**WORK REQUIRED**
Every single record needs to be restated word for word.

Start of RECORDS FOR THE TASK

PR #1279, opened 2024-09-04
redbean: add tls socket lua binding

chamot1111:
Add TLS module for Lua using mbedTLS

- Implements TLS socket creation and management
- Supports connection, read, write, and close ops
- Handles memory safely with proper cleanup
- Provides error handling and status reporting
- Configurable SSL verification and timeouts

### DIFF
--- a/tool/net/definitions.lua
+++ b/tool/net/definitions.lua
@@ -4982,6 +4982,48 @@ unix = {
     X_OK = nil
 }
 
+---@class TlsContext
+---@field connect fun(self: TlsContext, server_name: string, server_port: string): boolean, string?
+---@field write fun(self: TlsContext, data: string): integer, string?
+---@field read fun(self: TlsContext, bufsiz?: integer): string?, string?
+---@field close fun(self: TlsContext)
+
+---@class tls
+local tls = {}
+
+--- Creates a new TLS socket.
+---@param verify? boolean Whether to verify the server's certificate (default: true)
+---@param timeout? integer Read timeout in milliseconds (default: 0, no timeout)
+---@return TlsContext|nil context
+---@return string? error
+function tls.socket(verify, timeout) end
+
+--- Connects to a server using TLS.
+---@param context TlsContext
+---@param server_name string
+---@param server_port string
+---@return boolean success
+---@return string? error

End of RECORDS FOR THE TASK

**RESULT BELOW**
PR #1279, opened 2024-09-04
redbean: add tls socket lua binding

chamot1111:
Add TLS module for Lua using mbedTLS

- Implements TLS socket creation and management
- Supports connection, read, write, and close ops
- Handles memory safely with proper cleanup
- Provides error handling and status reporting
- Configurable SSL verification and timeouts

### DIFF
--- a/tool/net/definitions.lua
+++ b/tool/net/definitions.lua
@@ -4982,6 +4982,48 @@ unix = {
     X_OK = nil
 }
 
+---@class TlsContext
+---@field connect fun(self: TlsContext, server_name: string, server_port: string): boolean, string?
+---@field write fun(self: TlsContext, data: string): integer, string?
+---@field read fun(self: TlsContext, bufsiz?: integer): string?, string?
+---@field close fun(self: TlsContext)
+
+---@class tls
+local tls = {}
+
+--- Creates a new TLS socket.
+---@param verify? boolean Whether to verify the server's certificate (default: true)
+---@param timeout? integer Read timeout in milliseconds (default: 0, no timeout)
+---@return TlsContext|nil context
+---@return string? error
+function tls.socket(verify, timeout) end
+
+--- Connects to a server using TLS.
+---@param context TlsContext
+---@param server_name string
+---@param server_port string
+---@return boolean success
+---@return string? error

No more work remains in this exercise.